- [Exercise aim]: Every record, from first to last, should be written out again exactly.

- [Records]:
Issue #3465, opened 2022-09-15
Add my plugin to the documentation... 


emersonbottero:
**Is your feature request related to a problem? Please describe.**
Update the docs with a link to my vitepress plugin.. 

**Describe the solution you'd like**
https://emersonbottero.github.io/vitepress-plugin-mermaid/guide/more-examples.html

- [Response to the task]:
Issue #3465, opened 2022-09-15
Add my plugin to the documentation... 


emersonbottero:
**Is your feature request related to a problem? Please describe.**
Update the docs with a link to my vitepress plugin.. 

**Describe the solution you'd like**
https://emersonbottero.github.io/vitepress-plugin-mermaid/guide/more-examples.html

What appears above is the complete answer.